PR #198, opened 2023-07-16
Manual slicing

alter-alter:
In the Slicer view, press the ◀︎▶︎ knob. When you press the green pad in the bottom left, it starts playing the first slice, and pressing an empty pad creates a new slice. Turning the Select knob to the left or pressing the Pad + DELETE button allows you to delete a slice.

Turning the ◀︎▶︎ knob allows you to adjust the start point of the slice. Additionally, turning the ▼︎▲︎ knob transposes the slice.

Pressing the Select knob finalizes the slicing process.

https://youtu.be/w_1FBTHhPNs

### DIFF
--- a/src/deluge/gui/ui/slicer.cpp
+++ b/src/deluge/gui/ui/slicer.cpp
@@ -500,6 +500,7 @@ int Slicer::padAction(int x, int y, int on) {
 		int slicePadIndex = (x % 4 + (x / 4) * 16) + ((y % 4) * 4); //
 
 		if (slicePadIndex < numManualSlice) { //play slice
+			bool closePopup=(currentSlice != slicePadIndex);
 			currentSlice = slicePadIndex;
 			if (slicePadIndex + 1 < numManualSlice) {
 				preview(manualSlicePoints[slicePadIndex].startPos, manualSlicePoints[slicePadIndex + 1].startPos,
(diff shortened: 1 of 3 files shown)


weavermedia:
Is it possible for the displayed transpose value to follow the last played pad? Currently if you play a pad and transpose it, say -5, that -5 will continue to flash on the display after you play a different pad which is confusing.

Could the display be updated on every pad press to show the transpose value for the current pad? If no transpose is set for the current pad it could just show the pad number, like normal.

alter-alter:
To avoid confusion, the slice number pops up when the pad is pressed.

weavermedia:
> To avoid confusion, the slice number pops up when the pad is pressed.

Yes indeed, but on 7-seg it stays on the display even after you press another pad. Regardless of whether that new pad has a different transpose settings or no transpose setting at all.

In the video watch the display continues to show the value even after a different pad is pressed.

https://github.com/SynthstromAudible/DelugeFirmware/assets/3027787/73efc5b4-1d12-4cb1-a029-f4e59a87dc07

weavermedia:
@alter-alter Could you do a build in your own fork for these latest changes? That's where I'm previewing this feature from. I don't know how to checkout a PR on my local machine.

weavermedia:
@alter-alter Never mind, I figured it out 😀 Testing the new changes and it's better that the old transpose values don't show but the new way has problems too. Showing the slice number on every pad press means that if you're tapping a pad while transposing (to hear the effect) you don't really get to see the transpose value properly on the screen. This is because every tap of the pad replaces the transpose value with the slice number.

Is it possible maybe to hold the transpose value on the display for a second before changing back to displaying the slice number? Basically ignore any display updates called by pad presses for the duration of 1 second after every change to the transpose amount. Just a thought.

alter-alter:
Thank you for the feedback. 

- Transpose popup is now turned off when another pad is pressed.
- The slice number popup is no longer displayed.

sichtbeton:
Couldn't check it out yet, but does it convert the chops to kit rows? Because then you can alter the sound of each chop further. And adding to that: is it possible to clone a chop?

alter-alter:
@sichtbeton Yes, it is possible to convert the chops to kit rows. Press the select encoder in the same way as in slicer mode.
However, cloning a chop is not currently supported.

weavermedia:
@alter-alter Excellent! Feels really smooth now 👏

sichtbeton:
one issue: when audio preview is enabled in the menu (preview=on) the sample will play completely through. chops can be made but the first triggered preview of the sample is playing underneath make it impossible to work.

alter-alter:
@sichtbeton Thank you for the feedback. Currently, when entering Slicer mode, the preview gets cut off by pressing Shift + Select, but it seems that the preview is not cut off when entering from the menu by long-pressing the Select encorder. I will fix this issue.

PR #200, opened 2023-07-16
Fix MasterCompressor by considering masterVolumeAdjustment value

alter-alter:
Fixed master compressor. The masterVolumeAdjustment value is now considered in the process. With this change, threshold value are now displayed correctly.

This modification affects songs that had saved master compressor settings.

### DIFF
--- a/src/deluge/dsp/master_compressor/master_compressor.cpp
+++ b/src/deluge/dsp/master_compressor/master_compressor.cpp
@@ -61,8 +61,10 @@ void MasterCompressor::render(StereoSample* buffer, uint16_t numSamples, int32_t
 				r = rawr * (1.0 - wet) + r * wet;
 			}
 
-			thisSample->l = l * adjustmentL * 2147483647;
-			thisSample->r = r * adjustmentR * 2147483647;
+			thisSample->l = l * 2147483647;
+			thisSample->r = r * 2147483647;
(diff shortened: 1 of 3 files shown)


src/deluge/dsp/master_compressor/master_compressor.cpp
```diff
@@ -30,14 +30,21 @@ MasterCompressor::MasterCompressor() {
...
+		double adjustmentR = (masterVolumeAdjustmentR) / 4294967296.0;
+		if (adjustmentL < 0.000001)
+			adjustmentL = 0.000001;
+		if (adjustmentR < 0.000001)
+			adjustmentR = 0.000001;
 		do {
-			double l = thisSample->l / 2147483648.0;
-			double r = thisSample->r / 2147483648.0;
+			double l = thisSample->l / 2147483648.0 / adjustmentL;
+			double r = thisSample->r / 2147483648.0 / adjustmentR;
```
bobtwinkles, line 47: Instead of converting the master volume adjustments to floats, I think we can apply it directly to `thisSample->l` and `thisSample->r` to get everything done in integers (potentially requires `multiply_32x32_rshift32`?)

alter-alter: At this stage, floating point is required to process without clipping with masterVolumeAdjustment taken into account. Additionally, some of the operations have been modified to use integers.

PR #202, opened 2023-07-16
Add generic container specializations

stellar-aria:
This adds the specializations required to use the STL containers with fallback_allocator, as well as adds a copy constructor for fallback_allocator which is required for std::map

### DIFF
--- a/src/deluge/util/containers.h
+++ b/src/deluge/util/containers.h
@@ -1,0 +1,52 @@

- - - - - - -

* _What this task involves_
Please set down again, word for word, only the lines from the start of the entries through the line with "Turning the ◀︎▶︎", both ends included.

* _Finished task_
PR #198, opened 2023-07-16
Manual slicing

alter-alter:
In the Slicer view, press the ◀︎▶︎ knob. When you press the green pad in the bottom left, it starts playing the first slice, and pressing an empty pad creates a new slice. Turning the Select knob to the left or pressing the Pad + DELETE button allows you to delete a slice.

Turning the ◀︎▶︎ knob allows you to adjust the start point of the slice. Additionally, turning the ▼︎▲︎ knob transposes the slice.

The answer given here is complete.